A faithful copy of the whole listing is required.
──────────
PR #4366, opened 2021-10-21
Localization - step 2

sephrat:
- [x] Localize TV and movies titles in requests names
- [x] Localize newsletter
  - [x] Localize TV shows
  - [x] ~~Localize hard-coded texts in HTML ("New movies", etc. ) 🆘 help needed - is there any existing tool on the backend I can reuse to handle translations? If it's not the case, I'm considering the use of settings for such texts, like it was done for the subject and the leading text~~ Postponed to a later PR until I find a clean way to do it.
- [x] Localize music (as far as Ombi is concerned - Lidarr does not seem to support languages which will be the main issue)
- [x] Add a few missing release statuses
- [x] Localize error messages (use error codes on backend side and interpret them on frontend to localize them)
- [x] Minor fixes


src/Ombi.Core/Engine/RequestEngineResult.cs
```diff
@@ -1,11 +1,31 @@
...
         public string Message { get; set; }
         public bool IsError => !string.IsNullOrEmpty(ErrorMessage);
         public string ErrorMessage { get; set; }
+        public ErrorCode? ErrorCode { get; set; }
         public int RequestId { get; set; }
     }
+
+    [JsonConverter(typeof(StringEnumConverter))]
+    public enum ErrorCode {
+        AlreadyRequested,
```
tidusjar, line 18: Can we please assign the explicit values to these, so we don't break things on reordering for example

sephrat: StringEnumConverter will return the name of the member, not an ID. Reordering won't break this.
image

src/Ombi/ClientApp/src/app/media-details/components/movie/movie-details.component.ts
```diff
@@ -92,7 +92,7 @@ export class MovieDetailsComponent {
             dialog.afterClosed().subscribe(async (result) => {
                 if (result) {
                     const requestResult = await this.requestService.requestMovie({ theMovieDbId: this.theMovidDbId,
-                        languageCode: null,
+                        languageCode: navigator.language,
```
tidusjar, line 95: Same here regarding using the `TranslateService`

src/Ombi/ClientApp/src/app/media-details/components/tv/panels/tv-request-grid/tv-request-grid.component.ts
```diff
@@ -43,7 +44,7 @@ export class TvRequestGridComponent {
 
         const viewModel = <ITvRequestViewModelV2>{
             firstSeason: this.tv.firstSeason, latestSeason: this.tv.latestSeason, requestAll: this.tv.requestAll, theMovieDbId: this.tv.id,
-            requestOnBehalf: null
+            requestOnBehalf: null, languageCode: navigator.language
```
tidusjar, line 47: Same here with using the `TranslateService`

src/Ombi/ClientApp/src/app/services/message.service.ts
```diff
@@ -18,4 +20,14 @@ export class MessageService {
             this.snackBar.open(message, "OK", this.config)
         }
     }
+    public sendRequestEngineResultError(result: IRequestEngineResult, action: string = "Ok") {
+        console.log(result.errorCode);
```
tidusjar, line 24: Can we please remove this

src/Ombi/ClientApp/src/app/shared/episode-request/episode-request.component.ts
```diff
@@ -45,7 +45,7 @@ export class EpisodeRequestComponent {
 
         const viewModel = <ITvRequestViewModelV2>{
             firstSeason: this.data.series.firstSeason, latestSeason: this.data.series.latestSeason, requestAll: this.data.series.requestAll, theMovieDbId: this.data.series.id,
-            requestOnBehalf: this.data.requestOnBehalf
+            requestOnBehalf: this.data.requestOnBehalf, languageCode: navigator.language
```
tidusjar, line 48: Please use the `TranslateService`

tidusjar (changes requested):

sephrat:
Thank you for your code review. All should be fixed, except the enum values: see my reply on the thread.

src/Ombi.Core/Engine/RequestEngineResult.cs
tidusjar: Ok! Didn't spot that :)

tidusjar:
Nice work! looks good!

tidusjar (approved):

PR #4388, opened 2021-11-09
Add TV shows to Actor discover page

sephrat:
image
For now the TV shows and/or Movies are displayed or not according to the filter set. Not sure if it's the best idea yet, but maybe the solution is to have a more organized page for the actor? I'm open to criticism.


tidusjar:
Sorry, what is it that we have done here?

sephrat:
Sorry, I should have better explained my change.
The actor page used to show only Movies the actor played in. This is confusing especially when you click on an actor from a TV show and you can't see the show you come from. With this PR, it also lists TV shows they were in.
You can filter if you want to display only Movies or only TV shows by using the search toggles. This part I'm not so sure about the UX, maybe we shouldn't filter at all?

tidusjar:
Ah ok! That explains it :) 

This is something I've been meaning to get around to, but as always there's always something else.

Regarding the filter, I think we should ignore it, I always treat the filter to affect the search results and only the search results, as you mentioned, I think it would be quite confusing otherwise.

sephrat:
> This is something I've been meaning to get around to, but as always there's always something else.

No problem, that's why PRs are a thing. :-)

> Regarding the filter, I think we should ignore it

Done!

src/Ombi/ClientApp/src/app/discover/components/actor/discover-actor.component.ts
```diff
@@ -24,24 +25,40 @@ export class DiscoverActorComponent {
...
+        });
+        searches.push(moviesSearch);
+
+        var TvSearch = this.searchService.getTvByActor(this.actorId);
+        TvSearch.subscribe(res => {
+            this.pushDiscoverResults(res.cast, RequestType.tvShow);
+        });
+        searches.push(TvSearch);
+
+        forkJoin(searches).subscribe(() => {
```
tidusjar, line 49: Might be better to do something like this?

```
combineLatest([
  this.searchService.getMoviesByActor(this.actorId),
  this.searchService.getTvByActor(this.actorId),
]).subscribe(
  ([movie, tv]) => {
   this.pushDiscoverResults(movie.cast, RequestType.movie);
   this.pushDiscoverResults(tv.cast, RequestType.tvShow);
  }
);
```

src/Ombi/Controllers/V2/SearchController.cs
```diff
@@ -395,6 +395,19 @@ public async Task<ActorCredits> GetMoviesByActor(int actorId)
...
+        /// Returns all the tv shows that is by the actor id 
+        /// </summary>
+        /// <param name="actorId">TheMovieDb Actor ID</param>
+        /// <returns></returns>
+        [HttpGet("actor/{actorId}/tv")]
+        [ProducesResponseType(StatusCodes.Status200OK)]
+        [ProducesDefaultResponseType]
+        public async Task<ActorCredits> GetTvByActor(int actorId)
+        {
+            return await _tvEngineV2.GetTvByActor(actorId, null);
```
tidusjar, line 409: Let's pass the API the current language?

Maybe just pass it as a query parameter? 

e.g. `actor/1/tv?lang=en`.
You can do something like

```
public async Task<ActorCredits> GetTvByActor([FromRoute] int actorId, [FromQuery] string lang)
```

tidusjar (changes requested):
Looks good!

src/Ombi/Controllers/V2/SearchController.cs
sephrat: Good catch, I never noticed. I copy-pasted this from getMoviesByActor, which means the current page in stable releases displays movies in English only.. It's something I overlooked in my localization PR. 
Maybe it's best if I take this on in another PR, along with the movies part?

tidusjar: Yeah I'm fine for you to do that

sephrat: @tidusjar Mind if I ask why not use DefaultLanguageCode() instead of a query parameter? It seems to be used everywhere else in Ombi for displaying discover cards and I don't see the use case for it. See https://github.com/sephrat/Ombi/blob/0c4bd10b0f002fd67b55a07247828a7f40682433/src/Ombi.Core/Engine/MovieSearchEngine.cs#L126 for example.

tidusjar: Good point, `DefaultLanguageCode` reads from the user so it's fine then :)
──────────
### Exercise response:
PR #4366, opened 2021-10-21
Localization - step 2

sephrat:
- [x] Localize TV and movies titles in requests names
- [x] Localize newsletter
  - [x] Localize TV shows
  - [x] ~~Localize hard-coded texts in HTML ("New movies", etc. ) 🆘 help needed - is there any existing tool on the backend I can reuse to handle translations? If it's not the case, I'm considering the use of settings for such texts, like it was done for the subject and the leading text~~ Postponed to a later PR until I find a clean way to do it.
- [x] Localize music (as far as Ombi is concerned - Lidarr does not seem to support languages which will be the main issue)
- [x] Add a few missing release statuses
- [x] Localize error messages (use error codes on backend side and interpret them on frontend to localize them)
- [x] Minor fixes


src/Ombi.Core/Engine/RequestEngineResult.cs
```diff
@@ -1,11 +1,31 @@
...
         public string Message { get; set; }
         public bool IsError => !string.IsNullOrEmpty(ErrorMessage);
         public string ErrorMessage { get; set; }
+        public ErrorCode? ErrorCode { get; set; }
         public int RequestId { get; set; }
     }
+
+    [JsonConverter(typeof(StringEnumConverter))]
+    public enum ErrorCode {
+        AlreadyRequested,
```
tidusjar, line 18: Can we please assign the explicit values to these, so we don't break things on reordering for example

sephrat: StringEnumConverter will return the name of the member, not an ID. Reordering won't break this.
image

src/Ombi/ClientApp/src/app/media-details/components/movie/movie-details.component.ts
```diff
@@ -92,7 +92,7 @@ export class MovieDetailsComponent {
             dialog.afterClosed().subscribe(async (result) => {
                 if (result) {
                     const requestResult = await this.requestService.requestMovie({ theMovieDbId: this.theMovidDbId,
-                        languageCode: null,
+                        languageCode: navigator.language,
```
tidusjar, line 95: Same here regarding using the `TranslateService`

src/Ombi/ClientApp/src/app/media-details/components/tv/panels/tv-request-grid/tv-request-grid.component.ts
```diff
@@ -43,7 +44,7 @@ export class TvRequestGridComponent {
 
         const viewModel = <ITvRequestViewModelV2>{
             firstSeason: this.tv.firstSeason, latestSeason: this.tv.latestSeason, requestAll: this.tv.requestAll, theMovieDbId: this.tv.id,
-            requestOnBehalf: null
+            requestOnBehalf: null, languageCode: navigator.language
```
tidusjar, line 47: Same here with using the `TranslateService`

src/Ombi/ClientApp/src/app/services/message.service.ts
```diff
@@ -18,4 +20,14 @@ export class MessageService {
             this.snackBar.open(message, "OK", this.config)
         }
     }
+    public sendRequestEngineResultError(result: IRequestEngineResult, action: string = "Ok") {
+        console.log(result.errorCode);
```
tidusjar, line 24: Can we please remove this

src/Ombi/ClientApp/src/app/shared/episode-request/episode-request.component.ts
```diff
@@ -45,7 +45,7 @@ export class EpisodeRequestComponent {
 
         const viewModel = <ITvRequestViewModelV2>{
             firstSeason: this.data.series.firstSeason, latestSeason: this.data.series.latestSeason, requestAll: this.data.series.requestAll, theMovieDbId: this.data.series.id,
-            requestOnBehalf: this.data.requestOnBehalf
+            requestOnBehalf: this.data.requestOnBehalf, languageCode: navigator.language
```
tidusjar, line 48: Please use the `TranslateService`

tidusjar (changes requested):

sephrat:
Thank you for your code review. All should be fixed, except the enum values: see my reply on the thread.

src/Ombi.Core/Engine/RequestEngineResult.cs
tidusjar: Ok! Didn't spot that :)

tidusjar:
Nice work! looks good!

tidusjar (approved):

PR #4388, opened 2021-11-09
Add TV shows to Actor discover page

sephrat:
image
For now the TV shows and/or Movies are displayed or not according to the filter set. Not sure if it's the best idea yet, but maybe the solution is to have a more organized page for the actor? I'm open to criticism.


tidusjar:
Sorry, what is it that we have done here?

sephrat:
Sorry, I should have better explained my change.
The actor page used to show only Movies the actor played in. This is confusing especially when you click on an actor from a TV show and you can't see the show you come from. With this PR, it also lists TV shows they were in.
You can filter if you want to display only Movies or only TV shows by using the search toggles. This part I'm not so sure about the UX, maybe we shouldn't filter at all?

tidusjar:
Ah ok! That explains it :) 

This is something I've been meaning to get around to, but as always there's always something else.

Regarding the filter, I think we should ignore it, I always treat the filter to affect the search results and only the search results, as you mentioned, I think it would be quite confusing otherwise.

sephrat:
> This is something I've been meaning to get around to, but as always there's always something else.

No problem, that's why PRs are a thing. :-)

> Regarding the filter, I think we should ignore it

Done!

src/Ombi/ClientApp/src/app/discover/components/actor/discover-actor.component.ts
```diff
@@ -24,24 +25,40 @@ export class DiscoverActorComponent {
...
+        });
+        searches.push(moviesSearch);
+
+        var TvSearch = this.searchService.getTvByActor(this.actorId);
+        TvSearch.subscribe(res => {
+            this.pushDiscoverResults(res.cast, RequestType.tvShow);
+        });
+        searches.push(TvSearch);
+
+        forkJoin(searches).subscribe(() => {
```
tidusjar, line 49: Might be better to do something like this?

```
combineLatest([
  this.searchService.getMoviesByActor(this.actorId),
  this.searchService.getTvByActor(this.actorId),
]).subscribe(
  ([movie, tv]) => {
   this.pushDiscoverResults(movie.cast, RequestType.movie);
   this.pushDiscoverResults(tv.cast, RequestType.tvShow);
  }
);
```

src/Ombi/Controllers/V2/SearchController.cs
```diff
@@ -395,6 +395,19 @@ public async Task<ActorCredits> GetMoviesByActor(int actorId)
...
+        /// Returns all the tv shows that is by the actor id 
+        /// </summary>
+        /// <param name="actorId">TheMovieDb Actor ID</param>
+        /// <returns></returns>
+        [HttpGet("actor/{actorId}/tv")]
+        [ProducesResponseType(StatusCodes.Status200OK)]
+        [ProducesDefaultResponseType]
+        public async Task<ActorCredits> GetTvByActor(int actorId)
+        {
+            return await _tvEngineV2.GetTvByActor(actorId, null);
```
tidusjar, line 409: Let's pass the API the current language?

Maybe just pass it as a query parameter? 

e.g. `actor/1/tv?lang=en`.
You can do something like

```
public async Task<ActorCredits> GetTvByActor([FromRoute] int actorId, [FromQuery] string lang)
```

tidusjar (changes requested):
Looks good!

src/Ombi/Controllers/V2/SearchController.cs
sephrat: Good catch, I never noticed. I copy-pasted this from getMoviesByActor, which means the current page in stable releases displays movies in English only.. It's something I overlooked in my localization PR. 
Maybe it's best if I take this on in another PR, along with the movies part?

tidusjar: Yeah I'm fine for you to do that

sephrat: @tidusjar Mind if I ask why not use DefaultLanguageCode() instead of a query parameter? It seems to be used everywhere else in Ombi for displaying discover cards and I don't see the use case for it. See https://github.com/sephrat/Ombi/blob/0c4bd10b0f002fd67b55a07247828a7f40682433/src/Ombi.Core/Engine/MovieSearchEngine.cs#L126 for example.

tidusjar: Good point, `DefaultLanguageCode` reads from the user so it's fine then :)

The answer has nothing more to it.